Well, I’m sceptical, and not just because no figures have been supplied, and I’m always wary of carmarker claims without facts. But also – at road speeds of 100km/h and under, you’re simply not going to generate meaningful levels of downforce, especially as the car has no wing to help. And even on a racetrack with a car that already weighs at least 1400kg…struggling to see how much useful downforce will be generated. Also, the more downforce you have, the more drag you generate which blunts top speed. So I treat these aerodynamic claims with scepticism until I see some figures to back up the statements.

The specs, so far, include 0-100km/h of 4.5 seconds or less and top speed 290km/h / 180mph. These would be for the highest performance version, and they’re not market-leading, but frankly they don’t need to be. That’s plenty of performance right there, and I’m much more concerned about the driving experience. And the Emira isn’t a huge car; dimensions are length 4,412mm; width 1,895mm (mirrors folded); height 1,225mm; wheelbase 2,575mm.

Now the weight, at 1400kg plus, can be viewed two ways. It’s hugely more than the last Elises, which are around 930kg, and the more comparable Evora is around 1350kg. So relative to those cars, it’s heavy. But that’s not really a fair comparison, because cars have become heavier as safety improves and we expect features such as air-conditioning, power steering (which is hydraulic on the Emira), power windows and much more. Perhaps a fairer comparison is the Porsche Cayman…and that’s around 1350kg. So, I think it is fair to say this Lotus isn’t as light as it could perhaps be, which is a great shame – 1200kg would have been impressive, but I just don’t think Lotus had the $ to get there. Maybe Gordon Murray should have been asked to consult and bring a bit of T.50 thinking. That said, the Emira is still lighter than the likes of the Jaguar F-TYPE, and should handle better thanks to more centralised weight. Also, the 50/50 weight distribution being perfect is a marketing myth, please ignore it. I’ll explain why another time.

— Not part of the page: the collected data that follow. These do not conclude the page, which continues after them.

PR #159, opened 2014-03-20
Add utf8

vitsalis:


views/header.php
```diff
@@ -3,6 +3,7 @@
 <html lang="en">
     <head>
         <title>EndofCodes Demo</title>
+        <meta charset="utf-8">
```
dionyziz: Please maintain XML validity by closing all HTML tags.

dionyziz:
Before/after screenshots please.

views/header.php
```diff
@@ -3,6 +3,7 @@
 <html lang="en">
     <head>
         <title>EndofCodes Demo</title>
+        <meta charset="utf-8" />
```
dionyziz, line 5: Let's move this above the title, just in case we ever want to have UTF-8 characters in the title.

PR #160, opened 2014-03-20
Remove description from assert

vitsalis:


models/db.php
```diff
@@ -110,7 +110,7 @@ function dbSelectMulti( $table, $select = [ "*" ], $wheres = [], $orderBy = fals
             $sql .= ' ORDER BY ' . $orderBy;
         }
         if ( $limit !== false ) {
-            assert( $limit > 0, 'limit must be a positive integer' );
+            assert( $limit > 0 );
```
dionyziz: I think we should keep the descriptions as comments.

PR #188, opened 2014-03-28
Graceful messages when db credentials are wrong

vitsalis:


vitsalis:
Fixes #62

models/database.php
```diff
@@ -1,9 +1,12 @@
 <?php
+    function throwDBException( $message ) {
+        throw new DBException( $message );
+    }
     function dbInit() {
         global $config;
 
-        mysql_connect( $config[ 'db' ][ 'host' ], $config[ 'db' ][ 'user' ], $config[ 'db' ][ 'pass' ] ) or die( 'Failed to connect to MySQL: ' . mysql_error() );
+        mysql_connect( $config[ 'db' ][ 'host' ], $config[ 'db' ][ 'user' ], $config[ 'db' ][ 'pass' ] ) or throwDBException( 'Failed to connect to MySQL: ' . mysql_error() );
```
pkakelas, line 8: I believe we should have a different exception for situations like wrong credentials e.t.c.

vitsalis, line 8: `mysql_error()` covers that I think

models/database.php
```diff
@@ -1,9 +1,12 @@
...
 
-        mysql_select_db( $config[ 'db' ][ 'dbname' ] ) or die( 'Failed to select MySQL database: ' . mysql_error() );
+        mysql_select_db( $config[ 'db' ][ 'dbname' ] ) or throwDBException( 'Failed to select MySQL database: ' . mysql_error() );
```
dionyziz, line 10: Why don't you just `throw` and need a function?

PR #212, opened 2014-04-08
Migrate population script to active record and merge population and migration scripts

pkakelas:


database/migration/20140408205938_populate_country.php
```diff
@@ -0,0 +1,11 @@
+<?php
```
dionyziz, line 1: This should follow the usual migration OOP API.

database/migration/20140408205938_populate_country.php
```diff
@@ -0,0 +1,11 @@
...
+    require_once 'models/country.php';
+    require_once 'population/countries_array.php';
```
dionyziz: Rename `population` folder to `data`?

database/migration/20140408205938_populate_country.php
```diff
@@ -0,0 +1,11 @@
...
+
+    $countries = getCountries();
+
+    foreach ( $countries as $countryShortname => $countryName ) {
+        $country = new Country( '', $countryName, $countryShortname );
```
dionyziz: Please follow standard active record patterns; constructor should not take values like this. Attributes should be defined by setting their values on the object:

```
$country->name = $countryName
```

models/country.php
```diff
@@ -31,6 +31,10 @@ public function __construct( $id = false ) {
                 $this->shortname = $row[ 'shortname' ];
                 $this->flag = $config[ 'paths' ][ 'flag_path' ] . strtolower( $this->shortname ) . '.' . $config[ 'files' ][ 'flag_extention' ];
             }
+            else {
+                $this->name = $name;
+                $this->shortname = $shortname;
+            }
```
dionyziz: All changes to this file are completely unnecessary.

PR #226, opened 2014-04-18
Prevent "file not found" warnings on Migrationrun

### LINKED ISSUE #222: File not found on Migrationrun
untitled
When you try to run the migrations for the first time on a fresh installation.

bugos:
Fixes #222.
I am not sure if supressing the warnings is what we want. Please review.


dionyziz:
You should check for file existence instead of suppressing warnings. `@` is generally bad practice.

models/migration.php
```diff
@@ -47,9 +47,10 @@ protected static function getUnexecuted( $env ) {
         }
 
         public static function findLast( $env = '' ) {
-            if ( !$logs = file_get_contents( static::$log ) ) {
+            if ( !file_exists( static::$log ) ) {
```
pkakelas, line 51: Why don't you just create an empty log file? In this way, if the developer haven't used the migrationrun so far, he will get an error.

bugos, line 51: Yes, you are right :)

models/migration.php
```diff
@@ -47,7 +47,8 @@ protected static function getUnexecuted( $env ) {
         }
 
         public static function findLast( $env = '' ) {
-            if ( !$logs = file_get_contents( static::$log ) ) {
+            if ( !file_exists( static::$log ) && !touch( static::$log ) 
+              || !$logs = file_get_contents( static::$log ) ) {
```
dionyziz: Unusual coding paradigm in PHP; suggest actions to be each on a separate line and if to be used only for checking:

```
$touched = touch( static::$log );
if ( !$touched ) {... 
```

models/migration.php
```diff
@@ -47,7 +47,11 @@ protected static function getUnexecuted( $env ) {
         }
 
         public static function findLast( $env = '' ) {
-            if ( !$logs = file_get_contents( static::$log ) ) {
+            $touched = true;
+            if ( !file_exists( static::$log ) ) {
+                $touched = touch( static::$log );
+            }
+            if ( $touched && !$logs = file_get_contents( static::$log ) ) {
```
dionyziz: Since we are making modifications on this, I suggest that the assignment to `$logs` be also put on a separate line. `if` conditions are better kept as checks, not actions. I know the code before the patch was like this, but it's good to fix it while we're at it.

bugos:
I think that we should be more strict with situations when we cannot access the history file. 
If we know that the history file exists but we cannot read the previous migrations from it, we should not let the user run any new migrations at all. 

Also I don't think ModelNotFoundException is appropriate here.

models/migration.php
```diff
@@ -47,7 +47,14 @@ protected static function getUnexecuted( $env ) {
...
-            if ( !$logs = file_get_contents( static::$log ) ) {
+            $touched = true;
+            if ( !file_exists( static::$log ) ) {
+                $touched = touch( static::$log );
+            }
+            if ( $touched ) {
+                $logs = file_get_contents( static::$log );
+            }
+            if ( empty( $logs ) ) {
                 throw new ModelNotFoundException();
```
dionyziz, line 58: `ModelNotFoundException` is appropriate here. Please talk to @VitSalis about migrations and exceptions. Migrations used to be a separate entity from models, but we recently converted migrations to be models, so this is appropriate here: When `findLast` is called and there are no migrations in the history, the last migration model cannot be found, so a `ModelNotFoundException` is thrown correctly.

PR #227, opened 2014-04-20
Remove base from config

### LINKED ISSUE #141: Remove base and root from config
These can be automatically detected so they don't need to be in the config. Figure out a way to detect them and remove them from the config.

bugos:
Fixes #141.
Please test.


helpers/config.php
```diff
@@ -18,6 +18,7 @@ function getConfig( $env ) {
         }
         $config = $config[ $env ];
         $config[ 'root' ] = getcwd();
+        $config[ 'base' ] = dirname( $_SERVER[ 'SCRIPT_NAME' ] ) . '/';
```
dionyziz: In case the script live in the root directory, `dirname` will return `/` and hence this will result in `//`, while the expected output would be just `/`. Furthermore, to adhere to HTTP standards, redirects must feature the full path; in your patch the domain name and protocol are not included, but should.

bugos:
@dionyziz thanks for the review. 
I have updated the pull request. Please confirm that it works as expected.

PR #232, opened 2014-04-29
reformat_countries_to_JSON

pkakelas:
I had tested the migration script many times, I do not get why I had the path mistake. Sorry about that.


dionyziz:
Please use more descriptive commit messages. "init commit" is unacceptable.

PR #235, opened 2014-05-04
Controller was saving the boturl even though it was wrong

vitsalis:


controllers/bot.php
```diff
@@ -11,16 +11,17 @@ public function update( $boturl = '' ) {
             if ( !filter_var( $boturl, FILTER_VALIDATE_URL ) ) {
                 go( 'bot', 'update', [ 'boturl_invalid' => true ] );
             }
-            $user = $_SESSION[ 'user' ];
-            $user->boturl = $boturl; 
-            $bot = new GraderBot( $user );
+            $userclone = clone $_SESSION[ 'user' ];
+            $userclone->boturl = $boturl;
+            $bot = new GraderBot( $userclone );
```
dionyziz: Let's move this check into the model to keep the controller thin.

controllers/bot.php
```diff
@@ -33,6 +30,7 @@ public function updateView( $boturl_empty, $boturl_invalid, $bot_fail, $errorid
                     throw new HTTPUnauthorizedException();
                 }
             }
+            $user = $_SESSION[ 'user' ];
```
dionyziz: Why is this needed now that the `setBoturl` function was moved to the model?

vitsalis: because I use the `$user` object on `views/bot/update.php`

PR #237, opened 2014-05-05
Add dob inputs in update and configured related back end

pkakelas:
screenshot from 2014-05-05 15 15 07

### DIFF
--- a/models/user.php
+++ b/models/user.php
@@ -155,15 +155,13 @@
         }
 
         protected function onBeforeCreate() {
-            $day = intval( $this->dateOfBirth[ 'day' ] );
-            $month = intval( $this->dateOfBirth[ 'month' ] );
-            $year = intval( $this->dateOfBirth[ 'year' ] );
-            if ( !checkdate( $day, $month, $year ) ) {
-                $day = $month = $year = 0;
-            }
-            $dob = $this->dob = $year . '-' . $month . '-' . $day;
             $this->imageid = 0;
             $this->generateSessionId();
+            $dob = $this->dob = $this->prepareDob();
+        }
+
+        protected function onBeforeUpdate() {
+            $dob = $this->dob = $this->prepareDob();
         }
 
         protected function onSave() {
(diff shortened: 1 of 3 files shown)


helpers/html.php
```diff
@@ -222,12 +222,12 @@ function includeStyle( $path ) {
     }
 
     function createSelectPrepare( $array, $first = '', $keys = '' ) {
-        if ( empty( $key ) ) {
+        if ( empty( $keys ) ) {
```
dionyziz: This is a refactoring. I suggest we start writing unit tests for this. It doesn't seem too hard. Let's start with this function only and a regression test for this bug.

models/user.php
```diff
@@ -155,15 +155,13 @@ protected function onBeforeSave() {
...
-            $day = intval( $this->dateOfBirth[ 'day' ] );
-            $month = intval( $this->dateOfBirth[ 'month' ] );
-            $year = intval( $this->dateOfBirth[ 'year' ] );
-            if ( !checkdate( $day, $month, $year ) ) {
-                $day = $month = $year = 0;
-            }
-            $dob = $this->dob = $year . '-' . $month . '-' . $day;
             $this->imageid = 0;
             $this->generateSessionId();
+            $dob = $this->dob = $this->prepareDob();
```
dionyziz: Why do you need the local variable `$dob`?

models/user.php
```diff
@@ -155,15 +155,13 @@ protected function onBeforeSave() {
...
+        }
+
+        protected function onBeforeUpdate() {
+            $dob = $this->dob = $this->prepareDob();
```
dionyziz: Unused local variable `$dob`

models/user.php
```diff
@@ -197,6 +195,16 @@ protected function generateSessionId() {
...
         }
 
+        protected function prepareDob() {
+            $day = intval( $this->dateOfBirth[ 'day' ] );
+            $month = intval( $this->dateOfBirth[ 'month' ] );
+            $year = intval( $this->dateOfBirth[ 'year' ] );
+            if ( !checkdate( $day, $month, $year ) ) {
+                $day = $month = $year = 0;
+            }
+            return $year . '-' . $month . '-' . $day;
```
dionyziz: Suggest simply setting `$this->dob` here since this function is not referentially transparent in its input anyway.

PR #238, opened 2014-05-05
Create select prepare bug and make regression test for it

pkakelas:


helpers/html.php
```diff
@@ -222,12 +222,12 @@ function includeStyle( $path ) {
...
 
     function createSelectPrepare( $array, $first = '', $keys = '' ) {
-        if ( empty( $key ) ) {
+        if ( empty( $keys ) ) {
             $keys = $array;
         }
         $array = array_combine( $keys, $array );
         if ( !empty( $first ) ) {
-            array_unshift( $array, $first );
+            $array = [ 'first' => $first ] + $array;
```
dionyziz: Better written as `$array += compact( 'first' );`

tests/helpers/html.php
```diff
@@ -0,0 +1,31 @@
+<?php
+    class htmlTest extends UnitTestWithFixtures {
```
dionyziz: Follow the naming patterns of the class it tests: HTML in upper-case. Perhaps this can be called more specifically `HTMLHelperTest`? Recommend using specific names for entities that are not models. e.g. we might later have controller tests; in this case we'd name them `UserControllerTest` (VS the model test `UserTest`).

tests/helpers/html.php
```diff
@@ -0,0 +1,31 @@
...
+            $this->assertEquals( $res1[ 'b' ], 'b',  
+                'createPrepareSelect keys must be the same with elements if not any keys are given' );
+            $this->assertEquals( $res2[ 'key1' ], 'a',  
+                'createPrepareSelect keys must be the same with elements if not any keys are given' );
+            $this->assertEquals( $res2[ 'key2' ], 'b',  
+                'createPrepareSelect must combine the array with the keys in order' );
+            $this->assertEquals( $res3[ 'first' ], 'testTitle',  
+                'createPrepareSelect must hold in the key "first" the value given as a second parameter' );
+            $this->assertEquals( array_shift( array_slice( $res3, 0, 1 ) ), 'testTitle',  
+                'createPrepareSelect must return an array with first element the value given as a second parameter' );
```
dionyziz, line 29: Please follow the pattern set-then-assert for each case.

helpers/html.php
pkakelas: I need the $first var to be first in my array

dionyziz: `$array = compact( 'first' ) + $array` ?

dionyziz: Also perhaps this could be called something more insightful than `first`. Suggest `placeholder`, `title`, or `default`.

vitsalis:
Travis failed.

views/user/update.php
```diff
@@ -43,17 +41,6 @@
...
-        $days = createSelectPrepare( range( 1, 31 ), 'Select Day' );
-        $self->createSelect( $days, 'day' );
-        $months = createSelectPrepare( range( 1, 12 ), 'Select Month' );
-        $self->createSelect( $months, 'month' );
-        $current_year = date( 'Y' );
-        $years = createSelectPrepare (
-            range( $current_year - $config[ 'age' ][ 'min' ], $current_year - $config[ 'age' ][ 'max' ] ),
-            'Select Year'
-        );
-        $self->createSelect( $years, 'year' );
```
dionyziz, line 56: Why are you removing this form?

controllers/user.php
```diff
@@ -74,7 +74,6 @@ public function update( $password = '', $password_new = '', $password_repeat = '
                 }
             }
             $user->email = $email;
-            $user->dateOfBirth = compact( 'day', 'month', 'year' );
```
dionyziz, line 77: Why are you removing the ability to set the dob?

PR #2531, opened 2024-04-22
Add Connector API

pquentin:
Each new API unfortunately requires manual steps.

### DIFF
--- a/docs/sphinx/api.rst
+++ b/docs/sphinx/api.rst
@@ -21,6 +21,7 @@ arguments are required for all calls.
    api/cat
    api/ccr
    api/cluster
+   api/connector
    api/dangling-indices
    api/enrich-policies
    api/eql
--- a/docs/sphinx/api/connector.rst
+++ b/docs/sphinx/api/connector.rst
@@ -1,0 +1,9 @@
+.. _cluster:
+
+Connector
+---------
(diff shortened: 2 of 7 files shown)


JoshMock (approved):

miguelgrinberg (approved):
The change looks good, but I have questions:

1. Why are we not adding tests for this new API?
2. How does the spec fit in this? It seems this is an API that has been added manually. When will we be able to auto-generate this code from a common spec?
3. What's up with the builds, which have lots of connection errors, report 14% coverage, and report success?

pquentin:
1. Tests need to be added there: https://github.com/elastic/elasticsearch-clients-tests. (But I have to switch from the Elasticsearch server tests to those first.)
2. The Python code generator is limited: it only generated the connector.py classes, but everything else (connector.py imports, exposing this new namespace to the rest of the client, and docs) is manual. This work is only needed when there's a new namespace, but it happens a lot these days even though we "only" have ~40 namespaces.
3. The build is separated in two: the tests that don't need an Elasticsearch server run in GitHub, and the one that do are skipped in GitHub and only run in Buildkite. The real server tests are missing for now, but they add about 40 minutes of CI time currently. I hope that https://github.com/elastic/elasticsearch-clients-tests will be much faster.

Also interesting is the reaction of the Lotus faithful, which is pretty normal for fans of any much-loved marque which does anything different – they hate it. Too big, too heavy, too whatever, not enough whatever else. But the fact is, that’s the best Lotus can do with what they’ve got, and if that’s the car they need to survive, that’s the car they will build. Same way the much-hated Cayenne saved Porsche. Think of the alternative; no Lotus at all, because there’s simply not enough sales volume in the current range, something die-hard fans always struggle to comprehend. I guess it didn’t help that Lotus said the Emira ‘replaces’ the Elise and Exige…it clearly doesn’t. And, let’s wait till we drive it or even see proper specs, hey? If there’s one thing I’ve learned from the last two decades of test driving it’s wait till you get behind the wheel.

So at any other time in the last 20 years the launch of a new mid-engined, manual, relatively affordable sportscar from a marque like Lotus would be a notable occasion. But now, this truly is the last of the breed and if you were thinking about owning a piece of history, something that will be revered and awed for decades to come in the age of purely electric semi-autonomous cars…now is the time.